WHAT YOU NEED TO DO:
Please output each entry exactly as it appears.

DATA SUPPLIED:
PR #598, opened 2017-03-19
change: Add exercise

leenipper:


robphoenix:
Hi @leenipper thanks for this, I hope to give it the attention it deserves over the next couple of days.

tleen:
@robphoenix let me know when you get this underway. I'd like to do it alongside you get a feel for how to review and get new exercises into the track. Perhaps over email, don't want to clutter the thread.

robphoenix:
To be honest @tleen I've not properly reviewed a significant PR before, I'd be learning alongside you how to do this. So far I've re-read through some previous PR's such as @leenipper's https://github.com/exercism/xgo/pull/494 which has a thorough and interesting review from @petertseng 
I've pulled down this PR as a new branch on my laptop with the command `git fetch upstream pull/598/head:add-the-change-exercise` and am reading through it.

I suppose I'm looking to see if the exercise works and whether the implementation makes sense to me. I know from having had a new exercise merged it can be helpful just to have a fresh set of eyes on something you may have been thinking about and working on for a lengthy period of time.

exercises/change/cases_test.go
```diff
@@ -0,0 +1,138 @@
+package change
+
+// Source: exercism/x-common
+// Commit: cda8f98 Create new exercises structure
```
robphoenix: I got an error when running the example_gen.go file:

```
> go run example_gen.go 
2017/03/23 14:32:00 unexpected data structure: json: cannot unmarshal number into Go value of type []int
exit status 1
```
which I assume is from the update of the x-common file (https://github.com/exercism/x-common/commits/master/exercises/change/canonical-data.json)

exercises/change/change_test.go
```diff
@@ -0,0 +1,34 @@
...
+	if testVersion != targetTestVersion {
+		t.Fatalf("Found testVersion = %v, want %v", testVersion, targetTestVersion)
+	}
+}
+
+func TestChange(t *testing.T) {
+	for _, tc := range testCases {
+		actual := Change(tc.coins, tc.target)
+		if !reflect.DeepEqual(actual, tc.expected) {
+			t.Fatalf("%s : Change(%v, %d): expected %v, actual %v",
```
robphoenix: While trying this out I changed some code which gave me this failure message:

RESPONSE TO THIS EXERCISE:
PR #598, opened 2017-03-19
change: Add exercise

leenipper:


robphoenix:
Hi @leenipper thanks for this, I hope to give it the attention it deserves over the next couple of days.

tleen:
@robphoenix let me know when you get this underway. I'd like to do it alongside you get a feel for how to review and get new exercises into the track. Perhaps over email, don't want to clutter the thread.

robphoenix:
To be honest @tleen I've not properly reviewed a significant PR before, I'd be learning alongside you how to do this. So far I've re-read through some previous PR's such as @leenipper's https://github.com/exercism/xgo/pull/494 which has a thorough and interesting review from @petertseng 
I've pulled down this PR as a new branch on my laptop with the command `git fetch upstream pull/598/head:add-the-change-exercise` and am reading through it.

I suppose I'm looking to see if the exercise works and whether the implementation makes sense to me. I know from having had a new exercise merged it can be helpful just to have a fresh set of eyes on something you may have been thinking about and working on for a lengthy period of time.

exercises/change/cases_test.go
```diff
@@ -0,0 +1,138 @@
+package change
+
+// Source: exercism/x-common
+// Commit: cda8f98 Create new exercises structure
```
robphoenix: I got an error when running the example_gen.go file:

```
> go run example_gen.go 
2017/03/23 14:32:00 unexpected data structure: json: cannot unmarshal number into Go value of type []int
exit status 1
```
which I assume is from the update of the x-common file (https://github.com/exercism/x-common/commits/master/exercises/change/canonical-data.json)

exercises/change/change_test.go
```diff
@@ -0,0 +1,34 @@
...
+	if testVersion != targetTestVersion {
+		t.Fatalf("Found testVersion = %v, want %v", testVersion, targetTestVersion)
+	}
+}
+
+func TestChange(t *testing.T) {
+	for _, tc := range testCases {
+		actual := Change(tc.coins, tc.target)
+		if !reflect.DeepEqual(actual, tc.expected) {
+			t.Fatalf("%s : Change(%v, %d): expected %v, actual %v",
```
robphoenix: While trying this out I changed some code which gave me this failure message:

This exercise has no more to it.